---------- Provided records
Issue #478, opened 2017-05-29
Missing retain/release for event dependencies


jrprice:
When a command is enqueued with a dependency on an event, the ref count of that event should be incremented, and decremented again once the depending command has completed (or at least finished checking its dependencies). If we don't do this, that event might be destroyed before the command scheduler gets a chance to look at the dependencies (which is happening with an asynchronous implementation of command scheduling I'm working on for the CUDA backend).

The fix I want to apply here is to simply increment the event ref count in `pocl_create_event_sync`, and then call `clReleaseEvent` in `pocl_broadcast` ([see this patch](https://gist.github.com/jrprice/4dca8971102bb0ba2d3d342db96f7f2e)).

This works when I do the equivalent in the CUDA backend (which doesn't use `pocl_broadcast` in my new version), but for the pthread backend this hangs since that `clReleaseEvent` tries to lock an event that is already locked by the same thread (I think).

Using `PTHREAD_MUTEX_RECURSIVE` to allow a thread to re-lock a mutex that it has already locked would potentially solve this, but might be overkill.

Is there a better solution to this?

franz:
The better solution is to scrap recursive processing in pthread / basic drivers, and convert all of it to queues. I doubt recursive mutex will make it more reliable.

jrprice:
It looks like this might not actually be an issue for basic/pthread anyway, due to how they handle dependencies. An event removes itself from the wait lists of any dependent commands upon completion (before being destroyed), so the commands themselves don't actually check their dependencies explicitly.

If this is the case, I can just deal with the issue entirely inside the CUDA backend without breaking anything for any other drivers.

pjaaskel:
@vkorhonen comments?

pjaaskel:
@franz please explain your idea a bit better: "convert all of it to queues"? Remember that the task scheduling framework has to support cross-device distributed (hostless) synchronization with devices participating in the execution that might be more or less black boxes to the command scheduler (which need the host to synchronize their parts).

Oblomov:
FWIW, I've had issues similar to those @jrprice mentioned even in other platforms (at least Intel's CPU proprietary one). I've gone through the OpenCL documentation a couple of times, and I see no explicit mentioning of retain/release being needed for the events in a waitlist. I must say I did find it a bit odd because the standard is typically very specific about which commands do an automatic retain/release.

vkorhonen:
[...]

PR #479, opened 2017-06-02
[CUDA] Asynchronous command submission

jrprice:
This patch makes the CUDA backend deal with command submission asynchronously. This enables commands to be overlapped when using multiple devices, or with multiple command queues targeting the same device (e.g. overlapping compute with data transfers). Event dependencies are now handled using CUDA events instead of blocking on the host.

The `events` category of the Khronos OpenCL conformance test suite now passes for the CUDA backend. I've also added a small section to the CUDA docs that list all the conformance test categories that pass.

There's a small handful of changes and bug fixes outside of the CUDA backend, but I don't think there's anything controversial.

### DIFF
--- a/lib/CL/devices/cuda/pocl-cuda.c
+++ b/lib/CL/devices/cuda/pocl-cuda.c
@@ -991,15 +991,8 @@ pocl_cuda_submit_node (_cl_command_node *node, cl_command_queue cq)
   event_node *dep = NULL;
   LL_FOREACH (node->event->wait_list, dep)
     {
-      /* Try and lock dependency event */
-      int ret = 0;
-      while ((ret = pthread_mutex_trylock (&dep->event->pocl_lock)))
-        {
-          /* If it is in the process of completing, just skip it */
-          if (dep->event->status == CL_COMPLETE)
-              break;
-        }
-      if (ret)
+      /* If it is in the process of completing, just skip it */
+      if (dep->event->status <= CL_COMPLETE)
         continue;
 
       /* Add CUDA event dependency */
@@ -1028,8 +1021,6 @@ pocl_cuda_submit_node (_cl_command_node *node, cl_command_queue cq)
 
           event_data->num_ext_events++;
         }
-
-      pthread_mutex_unlock (&dep->event->pocl_lock);
     }
 
   /* Wait on flag for external events */
--- a/lib/CL/devices/cuda/pocl-cuda.c
+++ b/lib/CL/devices/cuda/pocl-cuda.c
@@ -928,13 +928,13 @@ pocl_cuda_submit_kernel (CUstream stream, _cl_command_run run,
           }
         case POCL_ARG_TYPE_IMAGE:
         case POCL_ARG_TYPE_SAMPLER:
-          POCL_ABORT ("Unhandled argument type for CUDA");
+          POCL_ABORT ("Unhandled argument type for CUDA\n");
           break;
         }
     }
 
   if (constantMemBytes > constant_mem_size)
-    POCL_ABORT ("[CUDA] Total constant buffer size %u exceeds %lu allocated",
+    POCL_ABORT ("[CUDA] Total constant buffer size %u exceeds %lu allocated\n",
                 constantMemBytes, constant_mem_size);
 
   unsigned arg_index = kernel->num_args;
@@ -1021,7 +1021,13 @@ pocl_cuda_submit_node (_cl_command_node *node, cl_command_queue cq)
             }
         }
       else
-        event_data->num_ext_events++;
+        {
+          if (!((pocl_cuda_queue_data_t *)cq->data)->use_threads)
+            POCL_ABORT (
+                "Can't handle non-CUDA dependencies without queue threads\n");
+
+          event_data->num_ext_events++;
+        }
 
       pthread_mutex_unlock (&dep->event->pocl_lock);
     }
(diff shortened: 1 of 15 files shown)


lib/CL/devices/cuda/pocl-cuda.c
```diff
@@ -557,34 +660,42 @@ pocl_cuda_copy_rect (void *data, const void *__restrict const src_ptr,
...
+pocl_cuda_submit_map_mem (CUstream stream, void *buf_ptr, size_t offset,
+                          size_t size, void *host_ptr)
+{
+  assert (host_ptr != NULL);
 
-  void *ptr = malloc (size);
-  CUresult result = cuMemcpyDtoH (ptr, (CUdeviceptr) (buf_ptr + offset), size);
-  CUDA_CHECK (result, "cuMemcpyDtoH");
-  return ptr;
+  // TODO: Map instead of copy?
```
pjaaskel: Please use old C style comments.

lib/CL/devices/cuda/pocl-cuda.c
```diff
@@ -557,34 +660,42 @@ pocl_cuda_copy_rect (void *data, const void *__restrict const src_ptr,
...
+                            void *device_start_ptr, size_t offset, size_t size)
 {
   if (host_ptr)
     {
-      // TODO: offset?
-      CUresult result = cuMemcpyHtoD (
-          (CUdeviceptr) (device_start_ptr + offset), host_ptr, size);
-      CUDA_CHECK (result, "cuMemcpyHtoD");
-      free (host_ptr);
+      // TODO: Only copy back if mapped for writing
```
pjaaskel: Ditto.

jrprice:
Fixed comments - all C-style now in that file.

Also snuck in one more low-hanging conformance test fix.

pjaaskel:
There are some failing pthread tests (at least with llvm-trunk):
```
83:runtime/clCreateSubDevices
86:runtime/test_user_event
115:AMD_30_AdvancedConvolution
117:AMD_30_BinomialOption
118:AMD_30_BinomialOptionMultiGPU
119:AMD_30_BitonicSort
120:AMD_30_BlackScholes
121:AMD_30_BlackScholesDP
122:AMD_30_BoxFilter
124:AMD_30_ConcurrentKernel
125:AMD_30_DCT
128:AMD_30_DwtHaar1D
129:AMD_30_FastWalshTransform
130:AMD_30_FloydWarshall
139:AMD_30_LUDecomposition
140:AMD_30_MatrixMulImage
141:AMD_30_MatrixMultiplication
142:AMD_30_MatrixTranspose
144:AMD_30_MonteCarloAsian
145:AMD_30_MonteCarloAsianMultiGPU
147:AMD_30_PrefixSum
149:AMD_30_RadixSort
150:AMD_30_RecursiveGaussian
151:AMD_30_Reduction
153:AMD_30_SimpleConvolution
156:AMD_30_SobelFilter
157:AMD_30_StringSearch
158:AMD_30_Template
160:AMD_30_URNG
```

jrprice:
Should be fixed now.

I've also addressed the issues we were talking about #478 by adding a second background thread to handle command completion. This also greatly simplifies a lot of the code, and we no longer need to explicitly check the event wait list. The CUDA backend now behaves a lot more like the other device drivers, relying on the broadcast/notify approach to signal event completion.

vkorhonen:
It seems that notifications and broadcasting are doing what they supposed to. Except for notify seems to assume that notifier event is not from this particular cuda device (`assert (event_data->num_ext_events > 0);`). The original idea is that all events are notified, so the device may notify itself. I do not see any events being removed from the wait lists. I might have misunderstood something, because you should have hit that assert in many cases already, assuming my assumption is correct.

In function `pocl_cuda_submit_node` you might want to lock the dep event before checking its status and unlocking it after `event_data->num_ext_events++;` to ensure that increment happens before dep broadcast. That `num_ext_events` should probably be volatile since it is possibly updated by another driver thread.

Submit/finalize-threads are continuously running full speed. `pthread_cond_wait` could be used there to suspend the threads when there is nothing to do. Also wait_event could use condition variable (see pthread implementation).

I am not sure if mem migration works. I assume that `cuMemcpyDtoDAsync` copies data around inside a device and the purpose of the migrate is to transfer mem object from another device/host to this device. So you might want to use `pocl_migrate_mem_objects` which uses this device drivers copy function if src and the dst are in the same global memory or else it uses appropriate drivers APIs to read from src device to host memory and then write to dst device. 
Actually the same applies to all copy commands, it may be that src dev != dst dev. This is quite important to do correctly if someone needs to implement for example cpu<->gpu pipelined application.

jrprice:
Thanks for the feedback @vkorhonen.

I've fixed the issue regarding notifications from CUDA devices to themselves in PR #485. That PR also deals with the memory migration issue you raised, although it still won't work if one of the devices is using non-host memory.

> In function pocl_cuda_submit_node you might want to lock the dep event before checking its status and unlocking it after event_data->num_ext_events++; to ensure that increment happens before dep broadcast. That num_ext_events should probably be volatile since it is possibly updated by another driver thread.

IIRC this introduces a deadlock, but actually shouldn't be necessary. The dep event won't be able to broadcast to this node while we're in the process of incrementing `num_ext_events` because it would have to lock this event first. This was really awkward to reason about but I *think* it works.

> Submit/finalize-threads are continuously running full speed. pthread_cond_wait could be used there to suspend the threads when there is nothing to do. Also wait_event could use condition variable (see pthread implementation).

I've made a note of this and will give it a go when I've regained access to some systems where I can test this properly in a multi-device set-up.

pjaaskel:
Is this done?

PR #483, opened 2017-06-26
Field program->compiler_options is not free-ed in clReleaseProgram

hominhquan:
`program->compiler_options` is set to `modded_options` in `clBuildProgram`, when `modded_options` is result of a sequence of calloc and realloc in the `APPEND_TOKEN` macro.

### DIFF
--- a/lib/CL/clBuildProgram.c
+++ b/lib/CL/clBuildProgram.c
@@ -596,7 +596,6 @@ ERROR:
   POCL_MEM_FREE(unique_devlist);
   pocl_cache_release_lock(write_cache_lock);
 ERROR_CLEAN_OPTIONS:
-  POCL_MEM_FREE(modded_options);
   program->build_status = CL_BUILD_ERROR;
 
   POCL_UNLOCK_OBJ(program);
--- a/lib/CL/clReleaseProgram.c
+++ b/lib/CL/clReleaseProgram.c
@@ -97,10 +97,7 @@ POname(clReleaseProgram)(cl_program program) CL_API_SUFFIX__VERSION_1_0
         }
 
       POCL_MEM_FREE(program->build_hash);
-      if (program->compiler_options)
-        {
-          POCL_MEM_FREE(program->compiler_options);
-        }
+      POCL_MEM_FREE(program->compiler_options);
       POCL_MEM_FREE(program->llvm_irs);
       POCL_MEM_FREE(program);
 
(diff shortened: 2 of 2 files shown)


franz:
No need for the if condition, `free()` can take NULL pointers.

 `man 3 free` If ptr is NULL, no operation is performed.

otherwise LGTM.

hominhquan:
I removed the if-condition. However, somewhere in my head still tell me that there may be a system where free(NULL) is not totally safe. Some offensive programming guides recommend adding the if-condition to be safe.

pjaaskel:
Thanks for the PR,but it causes a double free with test_clBuildProgram. Please check.

pjaaskel:
Here's how to run the tests: http://portablecl.org/docs/html/development.html#testsuite

hominhquan:
Hi @pjaaskel, the double free come from the test with the failing build. 

In case of build fails, the label ERROR_CLEAN_OPTIONS in clBuildProgram.c frees up the `modded_options` without resetting program->compiler_options to NULL, which will obviously cause double-free in clReleaseProgram in the next test. 

Resetting `compiler_options` to NULL: 
`POCL_MEM_FREE(modded_options);`
`program->compiler_options = NULL;`
fixes the double-free. 

However, I'm confusing about free-ing the `modded_options` in case of building fails, because user can later query on this by `clGetProgramBuildInfo (CL_PROGRAM_BUILD_OPTIONS)` (his own options) and he will find `program->compiler_options` non-NULL pointed to something already free-ed => segfault.

We have two choices : 
1. In case of fails (ERROR_CLEAN_OPTIONS in clBuildProgram.c) : do not POCL_MEM_FREE(modded_options), but POCL_MEM_FREE(program->compiler_options) in clReleaseProgram.c

2. Or keeping POCL_MEM_FREE(modded_options) + resetting compiler_options to NULL, but user wil lose trace to his build-options. 

What's your opinion ?

pjaaskel:
I'm not sure if it's allowed to query the build info on a program of which build has failed, thus is this undefined by the specs?

hominhquan:
I think its is allowed, since, in spec, `clGetProgramBuildInfo` can return CL_BUILD_ERROR on the program when we query for CL_PROGRAM_BUILD_STATUS.

pjaaskel:
OK. Then your 1. sounds the more sensible option, right?

hominhquan:
Unless we have any specific reason for free-ing modded_options in clBuildProgram, I think 1. is the most appropriate.

PR #2188, opened 2026-06-04
`clSetKernelExecInfo`: fix out-of-bounds read of the USM indirect pointer list.

maleadt:
The `CL_KERNEL_EXEC_INFO_USM_PTRS_INTEL` branch of `clSetKernelExecInfo` passes `param_value_size` (a byte count) to `pocl_reset_indirect_ptrs()`, which expects an element count. It therefore iterates past the end of the application's pointer array, reading uninitialized/unmapped memory. With a large indirect-pointer list this runs off the allocation and segfaults; with a small one it silently reads garbage (and can spuriously register stray words as indirect USM pointers).

The SVM branch a few lines up already divides by `sizeof(void*)` correctly; this just brings the USM branch in line.

Introduced in 588c6cc8a (#1876); affects v7.0, v7.1 and main.

Reported downstream as JuliaGPU/OpenCL.jl#317 (frequent crashes in Windows CI when launching kernels with USM buffers; the heap layout there makes the over-read fault, whereas it usually stays within mapped memory on Linux).

### DIFF
--- a/doc/sphinx/source/notes_7_2.rst
+++ b/doc/sphinx/source/notes_7_2.rst
@@ -22,6 +22,10 @@ Notable bugfixes
   (some corner-cases in clSetKernelArg, clSetKernelExecInfo, clCreateContext,
    clCreateContextFromType, clGetDeviceIDs, clSetKernelArgSVMPointer,
    clEnqueueNDRange with local_size == NULL and nonzero reqq-wg-size)
+* Fixed an out-of-bounds read in `clSetKernelExecInfo` when registering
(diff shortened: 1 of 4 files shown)


pjaaskel (changes requested):
Great catch, thanks! Can you add this significant bug to the ReleaseNotes? Also can you add "Co-authored by:" in the commit for your LLM and its model etc. for traceability?

maleadt:
Done.

pjaaskel (approved):

pjaaskel:
Thanks!

PR #2189, opened 2026-06-08
Support RENAME_POCL on macOS

maleadt:
On Apple, pocl_cl.h hardcoded `POname(name) name`, so building with -DENABLE_ICD=OFF -DRENAME_POCL=ON had no effect there: the library still exported the unprefixed cl* entrypoints instead of the PO-prefixed ones.

Gate the Apple symbol macros on `RENAME_POCL && !BUILD_ICD`, mirroring the ELF path: rename to PO<name>, forward-declare the PO-prefixed entrypoints via POdeclsym (so internal callers see a prototype), and export them through POCL_EXPORT's default visibility. The ICD build (BUILD_ICD defined) is unaffected. Apple has no ELF-style aliases, so the unprefixed cl* names are not provided in this mode (as is already the case on ELF with RENAME_POCL).

### DIFF
--- a/lib/CL/pocl_cl.h
+++ b/lib/CL/pocl_cl.h
@@ -262,9 +262,22 @@ extern pocl_obj_id_t last_object_id;
 #ifdef __APPLE__
 /* Note: OSX doesn't support aliases because it doesn't use ELF */
 
+#if defined(RENAME_POCL) && !defined(BUILD_ICD)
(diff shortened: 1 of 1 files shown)


maleadt:
This has been tested downstream, and seems like it's working.

tneval (approved):
Looks good to me.

PR #2192, opened 2026-06-09
Apply #1929 to `main`

maleadt:
https://github.com/pocl/pocl/pull/1929 was only applied to `release_7_0`, and in Julia we've been carrying this patch for our 7.1 build. Is there a reason it was not applied to `main`?


franz:
> Is there a reason it was not applied to main?

Probably just forgot.

franz (approved):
--------------------
◆ **What the task requires**
Which lines in the records above contain the word "tests"? Return each of them.

◆ **Written response**
There are some failing pthread tests (at least with llvm-trunk):
Here's how to run the tests: http://portablecl.org/docs/html/development.html#testsuite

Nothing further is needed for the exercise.